Caracas, July 10 (RHC)-- International creditors holding Venezuelan debt pushed back on Juan Guaido’s restructuring plans Tuesday, adding to a series of ongoing national and international setbacks for the opposition lawmaker. Calling for a different “framework for talks and improved communications,” investors holding defaulted bonds seemed to have jumped off Guaido’s ship and now are instead hoping to fight a United States' executive order that would prevent asset seizures by investors, which would mean taking over the refiner Citgo Petroleum Corp.

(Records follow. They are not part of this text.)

PR #559, opened 2020-12-03
add s-list__horizontal and docs

benjamin-hodgson:
Screenshot 2020-12-03 at 3 12 00 PM

### DIFF
--- a/lib/css/components/_stacks-lists.less
+++ b/lib/css/components/_stacks-lists.less
@@ -21,8 +21,8 @@
     display: flex;
     flex-wrap: wrap;
 
-    > li:not(:last-child)::after {
         content: '\2022';  // U+2022 BULLET
+    > li:not(:last-child):after {
         margin: 0 .4em;
     }
 }
--- a/lib/css/components/_stacks-lists.less
+++ b/lib/css/components/_stacks-lists.less
@@ -19,7 +19,6 @@
     padding: 0;
 
     display: flex;
-    flex-direction: row;
     flex-wrap: wrap;
 
     > li:not(:last-child)::after {
--- a/lib/css/components/_stacks-lists.less
+++ b/lib/css/components/_stacks-lists.less
@@ -1,0 +1,29 @@
+//
+//  STACK OVERFLOW
+//
+//  This CSS comes from Stacks, our CSS & Pattern library for rapidly building
+//  Stack Overflow. For documentation of all these classes and how to contribute,
+//  visit https://stackoverflow.design/
+//
+//  TABLE OF CONTENTS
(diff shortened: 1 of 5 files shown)


lib/css/components/_stacks-lists.less
```diff
@@ -0,0 +1,29 @@
...
+.s-list.s-list__horizontal {
+    list-style: none;
+    margin: 0;
+    padding: 0;
+
+    display: flex;
+    flex-direction: row;
+    flex-wrap: wrap;
+
+    > li:not(:last-child)::after {
```
benjamin-hodgson: @aaronshekey Do you prefer `:not(:last-child)::after` or `:not(:first-child)::before` for the bullets? It'd affect text styling applied to the `li`s and also the wrapping behaviour when it goes to a second line

lib/css/components/_stacks-lists.less
```diff
@@ -0,0 +1,29 @@
...
+        content: '\2022';  // U+2022 BULLET
+        margin: 0 @su2;
```
benjamin-hodgson: @aaronshekey I suppose we'll need a way to control the spacing?

aaronshekey:
The organization / naming of this is a little weird. This is the first component we have that also has atomic classes of the same name. There's a `List` page in both the base classes and components 🤔 

Would calling this something like separators make sense? It's mildly weird that this component only has the horizontal modifier. Would we move all list styling over here? Or can this be a tiny component within our base styles. This one has got me thinking too much.

Additionally, on the core side of things I haven't quite found any examples of these separators. We've gotten rid of lots of `|` throughout the product, instead opting for simple white space and font color changes. Should we get with @PiperLawson to consider alternate treatments?
image

Sometimes the best component is no component.

lib/css/components/_stacks-lists.less
```diff
@@ -21,8 +21,8 @@
     display: flex;
     flex-wrap: wrap;
 
-        content: '\2022';  // U+2022 BULLET
     > li:not(:last-child):after {
+        content: '•';
```
benjamin-hodgson, line 25: I don't recommend using Unicode in code. This is liable to behave unpredictably depending on whatever default encoding the useragent has. Stick with the `\u` literal

aaronshekey (changes requested):
As discussed in Slack, I'm taking the official stance that instead of horizontal lists with bulleted dividers, we should be using white space instead. This doesn't need to be a component, and we should shy away from this Talent-only aesthetic moving forward.

aaronshekey:
Closing in favor of whitespace-only in our horizontal lists. 😞

PR #563, opened 2020-12-09
Missing Bottom Border on rowspan = total rows. 

koide:
If I can't fix it, at least document it!

### DIFF
--- a/docs/product/components/tables.html
+++ b/docs/product/components/tables.html
@@ -91,7 +91,7 @@ description: Tables are used to list all information from a data set. The base s
     <div class="grid s-notice s-notice__info mt16">
         <div class="grid--cell mr8">{% icon "Alert" %}</div>
         <div class="grid--cell lh-xl">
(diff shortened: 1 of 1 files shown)


docs/product/components/tables.html
```diff
@@ -88,6 +88,12 @@
             </table>
         </div>
     </div>
+    <div class="grid s-notice s-notice__info mt16">
+        <div class="grid--cell mr8">{% icon "Alert" %}</div>
+        <div class="grid--cell lh-xl">
+                    <b>Note:</b> Given the current implementation for default table borders, cells with a rowspan equal to the total amount of rows won't have a bottom border. In order to fix this shortcoming you will need to attach a <code class="stacks-code bg-powder-300">border-bottom: 1px solid var(--black-100)</code> style to those cells. Sorry for the inconvenience!
```
aaronshekey:
```suggestion
                    <b>Note:</b> Given the current implementation for default table borders, cells with a rowspan equal to the total amount of rows won’t have a bottom border. As a workaround you will need to add a border manually to those cells with <code class="stacks-code bg-powder-300">bb bc-black-100</code>.
```

I like how polite you were 😛

aaronshekey (approved):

Since gaining notoriety by unconstitutionally self-proclaiming “interim” president of Venezuela in a city square on January 23rd, Guaido’s short-lived political career continues its downward spiral. In April, the International Monetary Fund (IMF) reported that the majority of the organization’s executive committee members have failed to recognize Guaido’s claims.
And even though the majority of world leaders, including Russia and China, have not recognized Guaido’s so-called "leadership," the U.S. and its regional allies, especially the right-wing "Lima Group," continue to do so. But political observers say backing Guaido is becoming harder even to those “lackey” governments, as President Nicolas Maduro has referred to on many occasions, especially as corruption scandals have Guaido as the main leader of large scale operation regarding misuse of aid funds for Venezuelans in Colombia.
Meanwhile, the main committee of Venezuela creditors has decided to wait out the situation, instead of dealing with Guaido’s plan. The defaulted debts are a result of economic warfare on Venezuela, as President Maduro has already tried to fulfill the country’s financial obligations.
As sanctions imposed by the U.S. have increased in number and intensity, the Venezuelan government has denounced that about as much as $30 billion of Venezuela’s assets have been frozen in foreign accounts, preventing any sort of use of those funds.